PR #17080, opened 2022-07-29
run Symfony tests through Docker and Composer :whale: 

alexislefebvre:
Doc that go with https://github.com/symfony/symfony/pull/47102

### DIFF
--- a/contributing/code/tests.rst
+++ b/contributing/code/tests.rst
@@ -67,7 +67,7 @@ Through Docker
 
 You must `install Composer`_ and ``docker``.
 
-.. tip::
+.. note::
 
     This method hasn't been tested on Windows.
 
--- a/contributing/code/tests.rst
+++ b/contributing/code/tests.rst
@@ -65,6 +65,10 @@ what's going on and if the tests are broken because of the new code.
 Through Docker
 --------------
 
+.. versionadded:: 6.3
+
+    Running tests through Docker was introduced in Symfony 6.3.
+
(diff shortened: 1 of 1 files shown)


contributing/code/tests.rst
```diff
@@ -59,6 +62,62 @@ what's going on and if the tests are broken because of the new code.
 
         $ php ./phpunit src/Symfony/Component/Finder/
 
+Through Docker
+--------------
+
+You must `install Composer`_ and ``docker``.
+
+.. tip::
```
94noni: what about note instead of tip?

contributing/code/tests.rst
```diff
@@ -59,6 +62,62 @@ what's going on and if the tests are broken because of the new code.
 
         $ php ./phpunit src/Symfony/Component/Finder/
 
+Through Docker
+--------------
+
+You must `install Composer`_ and ``docker``.
```
94noni, line 72: I will add something like:
Starting from v6.2, you can execute phpunit symfony tests inside docker with the folowing steps

alexisLefebvre: The PR targets 6.2 so it won't appear on previous versions.

alexisLefebvre: Ohhh, you meant an information box! I'll update this, thanks for the suggestion.

alexislefebvre:
Let's close this, this feature didn't get much traction.

PR #17090, opened 2022-08-01
[Doctrine] show attributes for make:entity in association docs

jrushlow:
show attribute usage instead of annotations in 5.4+


javiereguiluz:
Very nice. Thanks Jesse!

PR #17091, opened 2022-08-01
[HttpKernel] Add return type for handle method

mohamedGasmii:
Response return type hint has been added in v6.0


javiereguiluz:
Thanks!

PR #17092, opened 2022-08-01
[Form] Better explaining what `getParent` actually does

ThomasLandauer:
Main reason for changing this is to stop presenting `getParent()` of being the "default" (or normal) way of doing it.

* I removed the "PHP extension" note-box, cause the (new) text for `getParent()` makes it clear what this does.
* I moved `finishView()` one paragraph up (didn't change anything)
* Moved all `getParent`-related stuff into its paragraph, and moved it to the top (since it's the most important question in the beginning)

### DIFF
--- a/form/create_custom_field_type.rst
+++ b/form/create_custom_field_type.rst
@@ -55,18 +55,10 @@ By convention they are stored in the ``src/Form/Type/`` directory::
         }
     }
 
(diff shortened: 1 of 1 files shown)


xabbuh (approved):

javiereguiluz:
Thank you Thomas!

PR #17861, opened 2023-02-04
[Translation] phrase translation provider

wickedOne:
documentation related to [49231](https://github.com/symfony/symfony/pull/49231)

as you can see in the [readme](https://github.com/wickedOne/phrase-translation-provider/blob/master/README.md) there's potentially some more documentation to add. 

what would be the best way to proceed as adding all that to the `translation.rst` might be a bit much? 

i see several options:
- add everything but the config tables to the current `tranlation.rst`
- leave it as is (think i touched on the most important parts) and refer to the readme of the provider
- create a seperate documentation page for translation providers 
- leave it to the discovery of the developer as i think is done with the lokalise provider (given that one also creates locales on the fly)
- ??

### DIFF
--- a/translation.rst
+++ b/translation.rst
@@ -600,6 +600,7 @@ Provider              Install with
 Crowdin               ``composer require symfony/crowdin-translation-provider``
 Loco (localise.biz)   ``composer require symfony/loco-translation-provider``
 Lokalise              ``composer require symfony/lokalise-translation-provider``
+Phrase                ``composer require symfony/phrase-translation-provider``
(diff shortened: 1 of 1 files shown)


javiereguiluz:
@wickedOne thanks for this contribution!

About your questions: I think you did it perfectly. You mentioned `Phrase` and added some caution messages for the most important things where users can make mistakes (such as the language identificator format, etc.) All the rest is available in the README, so people can find it easily if needed. Thanks!

PR #17864, opened 2023-02-04
[Security] Merging two paragraphs

ThomasLandauer:
Page: https://symfony.com/doc/5.4/security.html#frequently-asked-questions

The diff looks worse than it is, I kept almost everything from the first paragraph.

* The second one mainly repeated the first one; there was only 1 sentence really new, so I merged them.
* I removed the part that multiple firewalls are usually not needed. Reason: "Each firewall is like a separate security system" says it all.

### DIFF
--- a/security.rst
+++ b/security.rst
@@ -2661,18 +2661,12 @@ Frequently Asked Questions
 --------------------------
 
 **Can I have Multiple Firewalls?**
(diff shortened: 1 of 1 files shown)


javiereguiluz:
Thanks!

PR #17867, opened 2023-02-04
[Session] Initialize the default locale in the constructor

tacman:
also, remove the $ so gitclip works.

### DIFF
--- a/session.rst
+++ b/session.rst
@@ -26,7 +26,7 @@ You need to install the HttpFoundation component to handle sessions:
 
 .. code-block:: terminal
 
-    $ composer require symfony/http-foundation
+    composer require symfony/http-foundation
 
 .. _session-intro:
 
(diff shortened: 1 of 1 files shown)


session.rst
```diff
@@ -26,7 +26,7 @@ You need to install the HttpFoundation component to handle sessions:
 
 .. code-block:: terminal
 
-    $ composer require symfony/http-foundation
+    composer require symfony/http-foundation
```
OskarStark, line 29: Please revert this, maybe @javiereguiluz can modify the copy button for this special case?

I also added a rule to DOCtor-RST the we ensure to keep this `$`-prompt for composer commands.

https://github.com/OskarStark/doctor-rst/pull/1307

javiereguiluz: But that's already the case. You can't select this prompt. See:

text-selection-prompt

OskarStark: Ah I thought we have a copy button next to it on the right side

javiereguiluz: On the pages where we show a "Copy" button (e.g. https://symfony.com/download) we also remove the prompt from the copied contents.

javiereguiluz:
I'm sorry but I must close this as "won't merge" because this change was already made in a different PR. See the changed constructor argument in https://github.com/symfony/symfony-docs/blob/6.2/session.rst#creating-a-localesubscriber

We hope to merge your future pull requests. Thanks!

PR #16575, opened 2022-03-07
Simplify configuration env var example

94noni:
Simplify here as the `resolve` is not needed, as reference it is documented in the dedicated doc page here
https://symfony.com/doc/current/configuration/env_var_processors.html

PR #17871, opened 2023-02-06
[Config] Simplify configuration env var example

94noni:
Hi,

This PR supersede [this one](https://github.com/symfony/symfony-docs/pull/16575)

```
Simplify here as the `resolve` is not needed, as reference it is documented in the dedicated doc page here
https://symfony.com/doc/current/configuration/env_var_processors.html
```

[Targeting](https://github.com/symfony/symfony-docs/pull/16575#issuecomment-1385198006) v5.4 instead of v4.4

friendly ping @GromNaN @javiereguiluz @HeahDude @nicolas-grekas as original reviewers

### DIFF
--- a/configuration.rst
+++ b/configuration.rst
@@ -605,51 +605,42 @@ The values of these options are resolved at runtime (only once per request, to
 not impact performance) so you can change the application behavior without having
 to clear the cache.
 
-This example shows how you could configure the database connection using an env var:
+This example shows how you could configure the application secret using an env var:
 
 .. configuration-block::
 
     .. code-block:: yaml
 
-        # config/packages/doctrine.yaml
-        doctrine:
-            dbal:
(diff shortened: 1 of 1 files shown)


configuration.rst
```diff
@@ -605,51 +605,43 @@ The values of these options are resolved at runtime (only once per request, to
...
 
 .. configuration-block::
 
     .. code-block:: yaml
 
-        # config/packages/doctrine.yaml
-        doctrine:
+        # config/packages/framework.yaml
+        framework:
             dbal:
```
javiereguiluz: We need to remove the `dbal` key here. Thanks.

94noni: Yes nice catch i will remove

javiereguiluz:
Thank you Antoine!

PR #17878, opened 2023-02-07
[Workflow] Do not talk about registry

lyrixx:
This is not recommended since https://github.com/symfony/symfony/pull/46000

### DIFF
--- a/components/workflow.rst
+++ b/components/workflow.rst
@@ -58,33 +58,12 @@ The ``Workflow`` can now help you to decide what *transitions* (actions) are all
 on a blog post depending on what *place* (state) it is in. This will keep your domain
 logic in one place and not spread all over your application.
 
-When you define multiple workflows you should consider using a ``Registry``,
-which is an object that stores and provides access to different workflows.
-A registry will also help you to decide if a workflow supports the object you
-are trying to use it with::
-
-    use Acme\Entity\BlogPost;
-    use Acme\Entity\Newsletter;
-    use Symfony\Component\Workflow\Registry;
-    use Symfony\Component\Workflow\SupportStrategy\InstanceOfSupportStrategy;
-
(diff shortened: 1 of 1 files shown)


components/workflow.rst
```diff
@@ -103,7 +82,6 @@ method to initialize the object property::
 
     // ...
     $blogPost = new BlogPost();
-    $workflow = $registry->get($blogPost);
 
     // initiate workflow
     $workflow->getMarking($blogPost);
```
OskarStark, line 87: $workflow is not defined anymore

components/workflow.rst
```diff
@@ -58,33 +58,12 @@ The ``Workflow`` can now help you to decide what *transitions* (actions) are all
...
 Usage
 -----
 
-When you have configured a ``Registry`` with your workflows,
-you can retrieve a workflow from it and use it as follows::
-
     // ...
     // Consider that $blogPost is in place "draft" by default
     $blogPost = new BlogPost();
-    $workflow = $registry->get($blogPost);
```
OskarStark, line 87: $workflow is not defined anymore

lyrixx: it is defined in line 55.

components/workflow.rst
lyrixx: it is defined in line 55.

components/workflow.rst
OskarStark: Yes, but shouldn't we show an example of injecting the workflow into a controller action or a service? There is no example for this, right?

OskarStark: Oh I think it's mentioned here:
```
Read more about the usage of the :doc:`Workflow component </workflow>` inside a Symfony application.
```

javiereguiluz:
Thanks Grégoire.

PR #17881, opened 2023-02-08
Add a tip about signing Symfony server binary on macOS

javiereguiluz:
This is related to an annoying issue that only happens on macOS: https://github.com/symfony-cli/symfony-cli/issues/117

### DIFF
--- a/setup/symfony_server.rst
+++ b/setup/symfony_server.rst
@@ -56,6 +56,18 @@ run the Symfony server in the background:
     # show the latest log messages
     $ symfony server:log
 
+.. tip::
+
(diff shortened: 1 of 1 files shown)


wouterj:
Several months after that issue, Symfony CLI switched provider to provide signing: https://symfony.com/blog/signed-packages-for-symfony-cli

Are we sure we still need this for macOs?

javiereguiluz:
I'm still facing this issue after every Symfony server version update on macOS. Maybe I'm doing something wrong?

javiereguiluz:
I just re-read that blog post. It only refers to Linux packages. So, macOS is still impacted by this issue.

PR #17882, opened 2023-02-08
Upgrading PHP version to 8.1

ThomasLandauer:
Page: https://symfony.com/doc/current/setup.html

... since this is now the minimum required, according to https://symfony.com/doc/current/setup.html

**Edit:**
Or wouldn't it be better to omit the version, and just put in `fastcgi_pass unix:/var/run/php-fpm.sock;`?, like the nginx docs are recommending: https://www.nginx.com/resources/wiki/start/topics/examples/phpfcgi/#connecting-nginx-to-php-fpm

Besides, I would suggest to move nginx **above** Apache, since it's more popular today, according to https://w3techs.com/technologies/history_overview/web_server/ms/y


OskarStark (approved):

OskarStark:
Thank you Thomas.

PR #17889, opened 2023-02-10
[DependencyInjection] Fix example for Autowire attribute

W0rma:
I just noticed that the container will internally resolve the service name to "AppMailMailerConfiguration" if backslashes are not double-escaped.

### DIFF
--- a/service_container/autowiring.rst
+++ b/service_container/autowiring.rst
@@ -629,7 +629,7 @@ and even :doc:`complex expressions </service_container/expression_language>`::
             bool $debugMode,
 
             // and expressions
-            #[Autowire(expression: 'service("App\\Mail\\MailerConfiguration").getMailerMethod()')]
+            #[Autowire(expression: 'service("App\\\Mail\\\MailerConfiguration").getMailerMethod()')]
             string $mailerMethod
         ) {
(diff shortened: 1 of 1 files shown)


xabbuh (approved):

service_container/autowiring.rst
```diff
@@ -629,7 +629,7 @@ and even :doc:`complex expressions </service_container/expression_language>`::
             bool $debugMode,
 
             // and expressions
-            #[Autowire(expression: 'service("App\\Mail\\MailerConfiguration").getMailerMethod()')]
+            #[Autowire(expression: 'service("App\\\\Mail\\\\MailerConfiguration").getMailerMethod()')]
```
OskarStark: based on my experience, 3 slashes should be enough, can you please double check? Thanks

OskarStark: Here is a part of my code:
CleanShot 2023-02-11 at 13 27 10@2x

W0rma: @OskarStark Yes, 3 backslashes seem to be sufficient. Thank you for the hint!

OskarStark:
Thank you @W0rma.

PR #17890, opened 2023-02-10
Switching to PHP-version-agnostic socket file

ThomasLandauer:
Page: https://symfony.com/doc/5.4/setup/web_server_configuration.html

This makes upgrading to a new PHP version so much easier (I just did that). If the PHP version is hardcoded in every domain's config file, it's a hassle to update them.

On the other hand: `/var/run/php/php-fpm.sock` is a symlink to the most recently installed PHP version, so this is what most people want probably.

I hope this doesn't interfere with the change I did in https://github.com/symfony/symfony-docs/pull/17882 on the 6.2 branch.

### DIFF
--- a/setup/web_server_configuration.rst
+++ b/setup/web_server_configuration.rst
@@ -56,7 +56,7 @@ The **minimum configuration** to get your application running under Nginx is:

■ Goal of the exercise
Report back each line in the material above that contains the string "will".

■ Answer to this problem
94noni, line 72: I will add something like:
94noni: Yes nice catch i will remove
 on a blog post depending on what *place* (state) it is in. This will keep your domain
-A registry will also help you to decide if a workflow supports the object you
I just noticed that the container will internally resolve the service name to "AppMailMailerConfiguration" if backslashes are not double-escaped.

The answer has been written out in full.